• _WORK INSTRUCTIONS_:
The answer must be every line from the entries below that includes "holding".
=== AVAILABLE RECORDS ===
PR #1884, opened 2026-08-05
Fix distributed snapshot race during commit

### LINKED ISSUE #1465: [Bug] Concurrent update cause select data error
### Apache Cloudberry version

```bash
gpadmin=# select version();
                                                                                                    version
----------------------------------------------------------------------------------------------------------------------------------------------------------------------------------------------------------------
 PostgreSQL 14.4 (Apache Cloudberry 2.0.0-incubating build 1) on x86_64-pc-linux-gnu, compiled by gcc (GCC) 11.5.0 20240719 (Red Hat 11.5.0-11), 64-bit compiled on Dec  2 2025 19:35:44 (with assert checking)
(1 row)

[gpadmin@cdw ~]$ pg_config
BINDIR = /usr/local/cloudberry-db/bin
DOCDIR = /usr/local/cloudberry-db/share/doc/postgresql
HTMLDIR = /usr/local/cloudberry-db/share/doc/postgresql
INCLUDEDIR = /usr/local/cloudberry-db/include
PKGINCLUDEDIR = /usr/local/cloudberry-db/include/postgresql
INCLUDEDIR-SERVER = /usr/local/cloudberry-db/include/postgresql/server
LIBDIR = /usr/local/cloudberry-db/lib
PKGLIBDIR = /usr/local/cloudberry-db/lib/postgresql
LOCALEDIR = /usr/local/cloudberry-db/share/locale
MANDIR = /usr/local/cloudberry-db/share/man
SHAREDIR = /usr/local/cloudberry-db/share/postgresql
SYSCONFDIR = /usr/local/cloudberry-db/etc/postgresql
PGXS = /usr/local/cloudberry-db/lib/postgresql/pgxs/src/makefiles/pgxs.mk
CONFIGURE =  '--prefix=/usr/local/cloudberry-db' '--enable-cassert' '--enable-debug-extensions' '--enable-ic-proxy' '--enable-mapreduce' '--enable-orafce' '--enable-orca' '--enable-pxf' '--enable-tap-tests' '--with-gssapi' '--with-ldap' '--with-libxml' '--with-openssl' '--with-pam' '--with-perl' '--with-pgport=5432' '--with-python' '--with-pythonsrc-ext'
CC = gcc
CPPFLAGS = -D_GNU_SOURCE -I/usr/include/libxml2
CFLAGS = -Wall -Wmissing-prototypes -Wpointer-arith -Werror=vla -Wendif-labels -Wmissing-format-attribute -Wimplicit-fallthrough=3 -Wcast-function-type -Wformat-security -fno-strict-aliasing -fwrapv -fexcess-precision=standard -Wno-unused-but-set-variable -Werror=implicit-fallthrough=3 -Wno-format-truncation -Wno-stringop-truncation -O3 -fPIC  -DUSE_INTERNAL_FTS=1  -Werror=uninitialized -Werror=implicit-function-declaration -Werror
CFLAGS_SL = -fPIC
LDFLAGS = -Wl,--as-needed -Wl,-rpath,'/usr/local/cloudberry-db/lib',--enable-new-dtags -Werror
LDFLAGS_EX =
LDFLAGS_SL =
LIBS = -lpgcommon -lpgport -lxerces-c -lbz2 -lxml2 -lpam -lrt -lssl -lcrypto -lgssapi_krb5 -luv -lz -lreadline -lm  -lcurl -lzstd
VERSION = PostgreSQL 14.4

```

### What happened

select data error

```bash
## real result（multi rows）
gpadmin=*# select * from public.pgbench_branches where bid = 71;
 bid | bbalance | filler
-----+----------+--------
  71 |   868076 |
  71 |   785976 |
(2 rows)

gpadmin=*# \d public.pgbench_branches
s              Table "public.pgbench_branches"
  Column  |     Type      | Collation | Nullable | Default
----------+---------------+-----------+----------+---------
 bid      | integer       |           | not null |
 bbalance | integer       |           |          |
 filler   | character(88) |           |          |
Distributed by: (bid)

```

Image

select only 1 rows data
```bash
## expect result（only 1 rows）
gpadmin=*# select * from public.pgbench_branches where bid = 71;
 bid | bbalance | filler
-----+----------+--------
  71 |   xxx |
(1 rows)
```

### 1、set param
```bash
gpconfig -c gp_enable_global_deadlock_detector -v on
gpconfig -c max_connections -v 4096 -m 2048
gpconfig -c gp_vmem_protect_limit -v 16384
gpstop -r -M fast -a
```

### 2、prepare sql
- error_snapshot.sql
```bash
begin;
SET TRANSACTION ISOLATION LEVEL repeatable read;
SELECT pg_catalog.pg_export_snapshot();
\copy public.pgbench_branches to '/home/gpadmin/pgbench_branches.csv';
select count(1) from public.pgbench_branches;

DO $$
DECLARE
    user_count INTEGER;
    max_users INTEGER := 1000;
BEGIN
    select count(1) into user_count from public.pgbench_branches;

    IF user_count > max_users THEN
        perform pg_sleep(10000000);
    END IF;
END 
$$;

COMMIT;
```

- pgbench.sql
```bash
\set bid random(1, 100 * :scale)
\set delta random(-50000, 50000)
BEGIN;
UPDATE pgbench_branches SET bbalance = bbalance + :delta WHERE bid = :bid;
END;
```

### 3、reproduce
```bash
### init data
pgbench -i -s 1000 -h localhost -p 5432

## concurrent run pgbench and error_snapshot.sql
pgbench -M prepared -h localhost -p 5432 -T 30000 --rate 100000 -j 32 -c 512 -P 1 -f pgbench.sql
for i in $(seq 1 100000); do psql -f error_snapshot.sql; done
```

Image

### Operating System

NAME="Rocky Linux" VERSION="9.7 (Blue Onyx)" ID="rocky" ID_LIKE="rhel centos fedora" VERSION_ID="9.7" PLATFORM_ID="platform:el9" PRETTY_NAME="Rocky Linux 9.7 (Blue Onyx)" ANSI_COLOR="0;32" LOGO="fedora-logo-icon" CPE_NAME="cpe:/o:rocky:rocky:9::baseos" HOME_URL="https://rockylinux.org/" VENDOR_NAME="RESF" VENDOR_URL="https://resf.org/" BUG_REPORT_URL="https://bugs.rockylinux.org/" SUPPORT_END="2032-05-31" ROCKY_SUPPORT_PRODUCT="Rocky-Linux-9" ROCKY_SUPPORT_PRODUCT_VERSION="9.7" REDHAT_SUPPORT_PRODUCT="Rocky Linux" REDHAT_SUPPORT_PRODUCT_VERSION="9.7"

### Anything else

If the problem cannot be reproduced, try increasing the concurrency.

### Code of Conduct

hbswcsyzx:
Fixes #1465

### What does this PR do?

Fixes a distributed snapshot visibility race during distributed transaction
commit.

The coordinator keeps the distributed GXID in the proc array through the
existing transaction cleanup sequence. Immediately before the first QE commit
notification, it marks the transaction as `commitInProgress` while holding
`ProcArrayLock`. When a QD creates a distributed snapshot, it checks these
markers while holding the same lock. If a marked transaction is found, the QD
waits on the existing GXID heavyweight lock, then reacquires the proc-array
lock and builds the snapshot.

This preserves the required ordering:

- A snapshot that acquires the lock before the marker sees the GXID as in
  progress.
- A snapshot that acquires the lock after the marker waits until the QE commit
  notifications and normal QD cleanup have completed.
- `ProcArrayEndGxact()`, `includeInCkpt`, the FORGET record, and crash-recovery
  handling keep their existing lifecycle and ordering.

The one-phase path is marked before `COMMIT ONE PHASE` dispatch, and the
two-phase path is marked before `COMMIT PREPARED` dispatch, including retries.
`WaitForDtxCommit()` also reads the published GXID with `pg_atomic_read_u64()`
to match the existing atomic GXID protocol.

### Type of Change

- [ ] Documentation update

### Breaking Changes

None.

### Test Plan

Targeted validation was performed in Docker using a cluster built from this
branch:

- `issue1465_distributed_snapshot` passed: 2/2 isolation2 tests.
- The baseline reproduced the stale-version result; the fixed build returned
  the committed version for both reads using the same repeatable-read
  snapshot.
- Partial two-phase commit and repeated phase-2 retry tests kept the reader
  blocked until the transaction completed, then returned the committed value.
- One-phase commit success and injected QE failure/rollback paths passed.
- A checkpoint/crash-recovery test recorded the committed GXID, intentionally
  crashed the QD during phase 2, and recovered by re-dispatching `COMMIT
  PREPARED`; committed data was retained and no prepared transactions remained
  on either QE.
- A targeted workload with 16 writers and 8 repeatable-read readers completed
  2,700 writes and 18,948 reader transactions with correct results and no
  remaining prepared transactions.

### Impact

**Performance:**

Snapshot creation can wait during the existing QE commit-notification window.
===
• _EXERCISE RESPONSE_:
notification, it marks the transaction as `commitInProgress` while holding
markers while holding the same lock. If a marked transaction is found, the QD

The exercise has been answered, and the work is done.